As we go through Luke’s Gospel, we see Jesus teaching the crowds. As they listen to Him, questions arise in their minds. Sometimes they’re the same questions we wrestle with.
You may want to read Luke 13:22-30 before continuing.
Then Jesus went through the towns and villages, teaching as he made his way to Jerusalem. Someone asked him, “Lord, are only a few people going to be saved?”
Luke 13:22-23a NIV
This is an interesting question. Especially so, since we’re talking about ancient Israel.
Right now, we have many words in our religious vocabulary that have changed over the years. The word “saved” is one of them. That word has picked up a lot of spiritual baggage since this verse was written.
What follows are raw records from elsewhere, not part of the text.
PR #583, opened 2023-08-02
Updated hw-latest/caliptra-rtl to d792ce264da10b5303b2e5831768fce97a78b210

jlmahowa-amd:


jlmahowa-amd:
One issue: uart.rs uses raw address for generic output wires, which did change address

jlmahowa-amd:
Right now seeing two issues:
Store access fault when setting a data vault entry. Specifically WarmResetEntry48::RtTci
FMC is not logging (emulator and FPGA). ROM and RT do log.

drivers/src/data_vault.rs
```diff
@@ -518,7 +518,7 @@ impl DataVault {
     ///
     pub fn read_warm_reset_entry48(&self, entry: WarmResetEntry48) -> Array4x12 {
         let dv = self.dv.regs();
-        Array4x12::read_from_reg(dv.nonsticky_data_vault_entry().at(entry.into()))
+        Array4x12::read_from_reg(dv.sticky_data_vault_entry().at(entry.into()))
```
korran, line 521: This is wrong. I think nonsticky_data_vault_entry was renamed data_vault_entry().

korran: Same elsewhere

korran (approved):

fdamato (approved):

PR #585, opened 2023-08-03
Val ROM

nquarton:
- Change no-kats feature name to fast-rom
- Added check to prohibit fast mode in production lifecycle

### DIFF
--- a/builder/src/lib.rs
+++ b/builder/src/lib.rs
@@ -40,7 +40,7 @@ pub const ROM_WITH_UART: FwId = FwId {
 pub const ROM_FAST_WITH_UART: FwId = FwId {
     crate_name: "caliptra-rom",
     bin_name: "caliptra-rom",
-    features: &["emu", "no-kats"],
+    features: &["emu", "fast-rom"],
     workspace_dir: None,
 };
 
--- a/builder/src/lib.rs
+++ b/builder/src/lib.rs
@@ -37,10 +37,10 @@ pub const ROM_WITH_UART: FwId = FwId {
     workspace_dir: None,
 };
 
-pub const ROM_FAST_WITH_UART: FwId = FwId {
+pub const ROM_VAL_WITH_UART: FwId = FwId {
     crate_name: "caliptra-rom",
     bin_name: "caliptra-rom",
-    features: &["emu", "fast-rom"],
+    features: &["emu", "val-rom"],
     workspace_dir: None,
 };
 
--- a/rom/dev/src/flow_val_rom.rs
+++ b/rom/dev/src/flow_val_rom.rs
@@ -8,7 +8,7 @@ File Name:
 
 Abstract:
 
-    File contains the implementation of the fast ROM reset flows
+    File contains the implementation of the val ROM reset flows
 
 --*/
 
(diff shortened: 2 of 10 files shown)


rom/dev/tests/test_fast_rom.rs
```diff
@@ -21,3 +22,29 @@ fn test_skip_kats() {
...
+            rom: &rom,
+            security_state,
+            ..Default::default()
+        },
+        ..Default::default()
+    })
+    .unwrap();
+
+    // Let it run until a fatal error (should fail very early)
+    hw.step_until(|m| m.soc_ifc().cptra_fw_error_fatal().read() != 0);
```
nquarton, line 43: This will hang if no fatal error is reported instead of the test failing quickly. Is there a better way to do this or is that an acceptable way to fail?

rusty1968: Consider checking for the actual error code.

nquarton: I do check for the specific error code (ROM_GLOBAL_FAST_ROM_IN_PRODUCTION) below with the assert. I just needed a condition to "step until" to know that was valid to check

builder/src/lib.rs
```diff
@@ -40,7 +40,7 @@ pub const ROM_WITH_UART: FwId = FwId {
 pub const ROM_FAST_WITH_UART: FwId = FwId {
     crate_name: "caliptra-rom",
     bin_name: "caliptra-rom",
-    features: &["emu", "no-kats"],
+    features: &["emu", "fast-rom"],
```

When we hear the word “saved”, it has a special meaning to us. We think of someone who’s prayed the sinner’s prayer. They’ve accepted Jesus Christ as their Lord and Savior. They have become a Christian.
When that question was first asked, this word had no such connotation. It was not a religious word in those days. It meant to be rescued from danger or destruction. It also meant to be kept safe and sound. As well as to save someone from suffering, as with a disease.
When this person questioned Jesus, he was speaking about the natural world. Israel was under slavery to the oppressive Roman Empire. There was a lot of fear over how that would turn out.
There were groups known as Zealots. These were anti-Roman terrorists who were making bold attacks against Roman holdings.
The Roman emperors were well know for making rash decisions to wipe out nations that rebelled against their rule. This was one of the very things that caused the religious leaders to put Jesus to death (John 11:47-50).
Throughout the Old Testament, there were prophecies about times of persecution where only a remnant of Israel survived. I believe that this was the thinking behind that question. This man wanted to plan ahead for his survival.
Jesus seems to ignore the question and begins to tell the crowd a more important remnant to be a part of. He starts to talk about the final judgment.
He said to them, “Make every effort to enter through the narrow door, because many, I tell you, will try to enter and will not be able to. Once the owner of the house gets up and closes the door, you will stand outside knocking and pleading, ‘Sir, open the door for us.’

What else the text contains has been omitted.